指揮:サー・ジョン・エリオット・ガーディナー

メンデルスゾーン 交響曲第1番
         劇音楽「真夏の夜の夢」

 まずは交響曲第1番であるが、この曲はメンデルスゾーンの初期作品(15歳の時の作品と言うから、恐るべき早熟ぶりだ)で、曲想的には古典色がかなり強い曲である。しかしガーディナーはこれを目一杯ロマンティックに演奏してきた。こういう演奏をすると、今まであまり感じなかった後期交響曲やこの後の「真夏の夜の夢」などにつながるメンデルスゾーン特有のメンデルスゾーン節とでも言うべき節回しが浮上してくる。今までは「所詮若書きの作品」というような見方をしていたこの作品が、どうしてどうしてなかなかに面白いことが分かってくる。

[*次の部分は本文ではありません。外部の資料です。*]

PR #2548, opened 2025-01-31
Use the capacity keyword in String.new

herwinw:
This includes the addition of  a function of `TM::String` to grow the capacity manually, which may be useful in other locations as well.

### DIFF
--- a/ext/tm/include/tm/string.hpp
+++ b/ext/tm/include/tm/string.hpp
@@ -1453,6 +1453,29 @@ public:
     }
 
     /**
+     * Grow the capacity (allocated memory) of the string.
+     *
+     * ```
+     * auto str = String { "abc" };
+     * str.set_capacity(100);
+     * assert_eq(100, str.capacity());
+     * assert_eq(3, str.size());
+     * ```
+     *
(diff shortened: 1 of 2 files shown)


ext/tm/include/tm/string.hpp
```diff
@@ -1452,6 +1452,29 @@ class String final {
...
+     *
+     * ```
+     * auto str = String { "abc" };
+     * str.set_capacity(1);
+     * assert_eq(3, str.capacity());
+     * assert_eq(3, str.size());
+     * ```
+     */
+    void set_capacity(size_t new_size) {
+        grow_at_least(new_size);
```
seven1m, line 1475: What if we rename `grow_at_least` to `set_capacity`? I don't think we need to maintain any backward compatibility since no one else is using the library. 😉

seven1m (approved):

ext/tm/include/tm/string.hpp
seven1m: Sorry I didn't see the commit message. Sounds good for now. Carry on!

PR #2555, opened 2025-02-01
Convert internal encoding list from hashmap to vector

herwinw:
The hash keys were a simple list of sequential integers starting at 1. The current Hashmap does not handle integer keys very well, it defaults to pointer lookup, where the return value for non pointers is a hardcoded 0. Effectively, this hashmap was a linked list.


seven1m (approved):

herwinw:
I am trying to rework the hashmap internals to fix these kind of things, but in this case a vector is better even if the hashmap supports integer values.

PR #2579, opened 2025-02-06
Fix timeout in spec for integer left shift

herwinw:
And right is halfway there too, but I'm going to call it a day.

### DIFF
--- a/src/integer_object.cpp
+++ b/src/integer_object.cpp
@@ -458,6 +458,8 @@ Value IntegerObject::bitwise_xor(Env *env, Integer &self, Value arg) {
 }
 
 Value IntegerObject::left_shift(Env *env, Integer &self, Value arg) {
+    if (is_zero(self))
+        return Value::integer(0);
     auto integer = arg.to_int(env);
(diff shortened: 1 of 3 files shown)


seven1m (approved):

src/integer_object.cpp
```diff
@@ -458,23 +458,32 @@ Value IntegerObject::bitwise_xor(Env *env, Integer &self, Value arg) {
 }
 
 Value IntegerObject::left_shift(Env *env, Integer &self, Value arg) {
+    if (is_zero(self))
+        return Value::integer(0);
     auto integer = arg.to_int(env);
     if (is_bignum(integer)) {
-        if (IntegerObject::is_negative(self))
+        if (IntegerObject::is_negative(self) && IntegerObject::is_negative(integer))
```
seven1m, line 465: It doesn't matter in the slightest, but in the future, I hope to convert all the `IntegerObject::is_negative(integer)` type calls to the equivalent and easier-on-the-eyes `integer.is_negative()` where possible.

PR #3245, opened 2025-10-21
Yield in blob container client; read environment variables from env file

LarryOsterman:


sdk/storage/azure_storage_blob/perf/list_blob_test.rs
```diff
@@ -83,7 +74,15 @@ impl PerfTest for ListBlobTest {
         let recording = context.recording();
         let credential = recording.credential();
         let container_name = format!("perf-container-{}", uuid::Uuid::new_v4());
-        let client = BlobContainerClient::new(&self.endpoint, container_name, credential, None)?;
+        let endpoint = match &self.endpoint {
+            Some(e) => e.clone(),
+            None => format!(
+                "https://{}.blob.core.windows.net",
+                recording.var("AZURE_STORAGE_ACCOUNT_NAME", None)
```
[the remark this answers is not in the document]
LarryOsterman: recording.var doesn't return a result, so `expect` will fail to compile.

sdk/storage/azure_storage_blob/src/generated/clients/blob_container_client.rs
```diff
@@ -904,9 +904,14 @@ impl BlobContainerClient {
                             }),
                         )
                         .await?;
-                    let (status, headers, body) = rsp.deconstruct();
-                    let res: ListBlobsFlatSegmentResponse = xml::from_xml(&body)?;
-                    let rsp = RawResponse::from_bytes(status, headers, body).into();
+                    // Because serialization can be a CPU intensive operation, offload it to a separate task.
```
heaths: This works, but if we were do refactor the emitter, it should be enough just to put a yield before this if we wanted to expose something like an `AsyncRuntime::yield()` before we GA. That should have the same effect, right?

sdk/core/typespec_client_core/src/async_runtime/mod.rs
```diff
@@ -115,6 +115,9 @@ pub trait AsyncRuntime: Send + Sync {
     /// # Returns
     /// A future that resolves after the specified duration has elapsed.
     fn sleep(&self, duration: Duration) -> TaskFuture;
+
+    /// Yield the current task back to the runtime scheduler.
+    fn yield_now(&self) -> TaskFuture;
```
heaths, line 120: IMO, I'd prefer just `yield` since we're abstracting it from `tokio`. I mean, when else are we going to yield especially since it doesn't even take an interval or anything?

LarryOsterman: So would I, but since `yield` is a [reserved keyword in Rust (apparently)](https://doc.rust-lang.org/reference/keywords.html?highlight=yield#r-lex.keywords.reserved.list), it needs to be named `r#yield` to be a valid identifier.

So I'd rather just go with the [`tokio`](https://docs.rs/tokio/latest/tokio/task/fn.yield_now.html) name and use `yield_now`.

sdk/storage/azure_storage_blob/src/generated/clients/blob_container_client.rs
LarryOsterman: This code was written before I'd implemented `yield_now`. The current PR has the new `yield_now` implementation.

heaths (approved):
That's unfortunately we can't simulate a yield for wasm32. Seems it should work for "newer" ECMAScript.

LarryOsterman:
> That's unfortunately we can't simulate a yield for wasm32. Seems it should work for "newer" ECMAScript.

FWIW, I was unable to find a way of doing it absent bringing in some arguably sketchy crates.

PR #3246, opened 2025-10-21
Adds new AAD scope value instead of account scope

aavasthy:
As part of this PR we are adding a new AAD audience scope value "https://cosmos.azure.com/.default". We will be using this instead of account scope value in rust sdk. This new scope value will be eventually used across different clouds and regions. It is already accepted in public cloud across stage, canary and prod.


sdk/cosmos/azure_data_cosmos/src/pipeline/authorization_policy.rs
```diff
@@ -110,15 +111,14 @@ impl Policy for AuthorizationPolicy {
 /// NOTE: Resource tokens are not yet supported.
 async fn generate_authorization(
     auth_token: &Credential,
-    url: &Url,
-
+    #[allow(unused_variables)] url: &Url,
```
analogrelay: We can get rid of this parameter altogether. This isn't a public API surface and we no longer need the account URL to generate an authorization token.

sdk/cosmos/azure_data_cosmos/src/pipeline/authorization_policy.rs
```diff
@@ -278,8 +268,7 @@ mod tests {
     }
 
     #[test]
-    fn scope_from_url_extracts_correct_scope() {
-        let scope = scope_from_url(&Url::parse("https://example.com/dbs/test_db/colls").unwrap());
-        assert_eq!(scope, "https://example.com/.default");
+    fn uses_constant_scope_value() {
```
analogrelay: This test can just be removed. It's only testing the value of the constant which feels unnecessary.

sdk/cosmos/azure_data_cosmos/tests/aad_scope.rs
```diff
@@ -0,0 +1,76 @@
...
+            "mock_token_for_scope_verification".to_string(),
+            OffsetDateTime::now_utc().saturating_add(Duration::minutes(60)),
+        ))
+    }
+}
+
+/// Tests that the authorization policy uses the constant scope "https://cosmos.azure.com/.default"
+/// when requesting AAD tokens.
+#[tokio::test]
+async fn aad_authentication_uses_constant_scope() -> Result<(), Box<dyn std::error::Error>> {
```
analogrelay: This isn't calling the authorization policy as far as I can tell. The only code its testing is this test code. The authorization policy is private, so we won't be able to call it from this external integration test (tests under `tests/` are built as separate binaries). Ideally, this code should be testing against the emulator and using `#[recorded::test]`, like the other tests in this directory. If that's not feasible, I'm OK with just removing this test. We have a unit test that gives us coverage on AAD auth, and it'd be no worse than what we had before.

analogrelay (changes requested):
Mostly good, just some clean-ups and thoughts on the integration test.

sdk/cosmos/azure_data_cosmos/tests/aad_scope.rs
aavasthy: The emulator does not support AAD authentication so end to end tests are displaying stimulated behavior than actual. I have removed the aad_scope class and added a better unit test in authorization_policy.

sdk/cosmos/azure_data_cosmos/src/pipeline/authorization_policy.rs
aavasthy: removed this test

sdk/cosmos/azure_data_cosmos/src/pipeline/authorization_policy.rs
aavasthy: removed this unused url

sdk/cosmos/azure_data_cosmos/src/pipeline/authorization_policy.rs
```diff
@@ -110,15 +112,15 @@ impl Policy for AuthorizationPolicy {
 /// NOTE: Resource tokens are not yet supported.
 async fn generate_authorization(
     auth_token: &Credential,
-    url: &Url,
+    _url: &Url,
```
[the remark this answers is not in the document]
aavasthy: removed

 さて後半は寸劇を交えての真夏の夜の夢。こういう場合には軽く面白楽しく演奏するのがお約束というものだが、それにしてはややガーディナーの演奏はお堅く聞こえる。交響曲第1番の時のようにタップリロマンティックではあるのだが、やや愛嬌にかける生真面目な音楽に聞こえる。通常の音楽コンサートならこれで良いのだが、こういう型式ではもう少し茶目っ気があっても良いような印象。

 

 それにしても各オケとも、まともにコンサートが開催できない状態の中で模索中である。たっぷり休演するだけの余裕のあるリッチなオケは大丈夫だが、財政的に苦しいオケはそろそろ限界に来つつあるようである。既に関西では日本センチュリーが今週末、関西フィルと大フィルが来週末に編成を大幅に縮小した型式でコンサートを実施する予定のようである(日本センチュリーはハイドンシリーズなので最初から小編成)。今後、徐々に通常通りのコンサート開催に向けての模索が始まるのだろうが、コロナが消滅したわけでもなく、ワクチンもまだ開発されていない状況ではそれも難しかろう。まして東京のようにコロナ沈静化どころか明らかに第一波が終息していないうちにシームレスで第二波につながりそうな地域は余計に難しいと思われる。また普通にコンサートを聴きに行ける日が来るのを祈るばかりである。